At the intermediate level — knowing which metrics are standard for a given task, or recognizing subtle groupings among model architectures — performance drops significantly. This requires more structured, relational knowledge about the ML ecosystem.
At the finest level — recalling specific numbers from specific papers — models essentially fail. This isn't surprising; these are the kinds of facts that would require something closer to memorization of individual papers, and the sheer volume of ML research makes reliable recall implausible.

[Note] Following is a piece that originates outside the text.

PR #2108, opened 2024-09-26
[AI Test Tool] Add support for multiple iterations of suite

stkillen:
#### Summary 
Allow multiple iterations of the same suite in AI Test Tool. New action "Batch Run" allows specifying number of iterations.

For anyone building AI research agents or ML coding assistants, these findings have practical implications. Models have solid high-level ML knowledge that can inform architectural choices and evaluation strategies. But they shouldn't be trusted to recall specific benchmark numbers or make fine-grained distinctions between similar approaches without retrieval support.
Reproducibility
The benchmark creation scripts and evaluation framework are publicly available. We use the UK AI Safety Institute's Inspect framework for standardized evaluation, ensuring consistent results across research groups. The full code is at github.com/AlgorithmicResearchGroup/ARIA.
Limitations
ARIA tests closed-book recall, not reasoning. A model might score poorly on recalling specific metrics but excel at using metric results when provided in context. The multiple-choice format also constrains evaluation — it can't capture the nuance of a model's reasoning process or partial knowledge. And the underlying Papers With Code data carries its own biases toward well-known papers and popular subfields, which inevitably shapes what the benchmarks measure.
Future versions could incorporate open-ended questions, multilingual evaluation, and time-stratified tasks to test awareness of recent developments versus foundational knowledge.